Most of the ethanol used in blended gasoline is produced from corn.   Only about 15% is “advanced biofuels” - ethanol made from various types of non-food biomass such as cornstalks and corncobs, wheat stalks, wood chips, and the pulp waste from fruit processing.

Under the Energy Independence and Security Act of 2007 (EISA 2007), the EPA establishes specific production targets each year for corn ethanol and advanced biofuels.  The EPA recently proposed reducing the production targets for 2014.  A large proportion of the proposed reduction will come at the expense of advanced biofuels.  Back in 2007, EISA set a target for advanced biofuel production of 21 billion gallons by 2022.   With a proposed 2014 production rate of only 2.2 billion gallons, that target looks like a pipe dream now.
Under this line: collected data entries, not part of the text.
PR #4626, opened 2020-08-04
Increase the duration between survey prompts

tstromberg:
* If `survey` command is run, prompt once a year
* If `survey` command is not run, prompt once every 2 months

Also use idiomatic Go layout for durations (integer * duration).

### DIFF
--- a/pkg/skaffold/config/util.go
+++ b/pkg/skaffold/config/util.go
@@ -309,7 +309,7 @@ func recentlyPromptedOrTaken(cfg *ContextConfig) bool {
 	if cfg == nil || cfg.Survey == nil {
 		return false
 	}
-	return lessThan(cfg.Survey.LastTaken, 365*24*time.Hours) || lessThan(cfg.Survey.LastPrompted, 60*24*time.Hours)
+	return lessThan(cfg.Survey.LastTaken, 365*24*time.Hour) || lessThan(cfg.Survey.LastPrompted, 60*24*time.Hour)
 }
 
 func lessThan(date string, duration time.Duration) bool {
--- a/pkg/skaffold/config/util.go
+++ b/pkg/skaffold/config/util.go
@@ -37,8 +37,6 @@ import (
 const (
 	defaultConfigDir  = ".skaffold"
 	defaultConfigFile = "config"
-	tenDays           = time.Hour * 24 * 10
-	threeMonths       = time.Hour * 24 * 90
 )
 
 var (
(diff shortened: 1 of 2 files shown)


pkg/skaffold/config/util.go
```diff
@@ -311,7 +309,7 @@ func recentlyPromptedOrTaken(cfg *ContextConfig) bool {
 	if cfg == nil || cfg.Survey == nil {
 		return false
 	}
-	return lessThan(cfg.Survey.LastTaken, threeMonths) || lessThan(cfg.Survey.LastPrompted, tenDays)
+	return lessThan(cfg.Survey.LastTaken, 365*24*time.Hours) || lessThan(cfg.Survey.LastPrompted, 60*24*time.Hours)
```
tejal29, line 312: you will need to update the unit tests.

tstromberg:
> Please update the tests here https://github.com/GoogleContainerTools/skaffold/blob/master/pkg/skaffold/config/util_test.go#L472

Done.

pkg/skaffold/config/util_test.go
```diff
@@ -498,11 +498,11 @@ func TestShouldDisplayPrompt(t *testing.T) {
 			},
 		},
 		{
-			description: "should display prompt when last prompted is before 2 weeks",
+			description: "should display prompt when last prompted is older than 3 months",
```
briandealwis, line 501: These test descriptions should be expressed in days since they don't properly account for months with 28, 29, 30, 31 days.

pkg/skaffold/config/util_test.go
```diff
@@ -498,11 +498,11 @@ func TestShouldDisplayPrompt(t *testing.T) {
...
 			cfg: &ContextConfig{
 				Survey: &SurveyConfig{
 					DisablePrompt: util.BoolPtr(false),
-					LastPrompted:  "2019-01-10T00:00:00Z",
+					LastPrompted:  "2019-09-10T00:00:00Z",
```
briandealwis, line 505: This date is *after* the current time (2019-01-30T12:04:05Z).
```suggestion
					LastPrompted:  "2018-09-10T00:00:00Z",
```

Why is the EPA reducing its targets for advanced biofuels?  A steady supply of corn ethanol is one reason.  In addition, gasoline manufacturers (and even the publics) general dislike the mandate that ethanol be blended with gasoline.  The original proposal was that gasoline should eventually contain 15% ethanol, but resistance to the higher level means that most gasoline still only contains 10% ethanol.  With corn alcohol production high and fuel alcohol demand low, advanced biofuels aren’t really needed right now.

The new proposed production targets may create difficulties for several companies doing research into advanced biofuels, as well as those companies currently building production facilities.  That’s too bad, because in the long run it would be nice to be able to produce ethanol economically from something other than a food source (corn).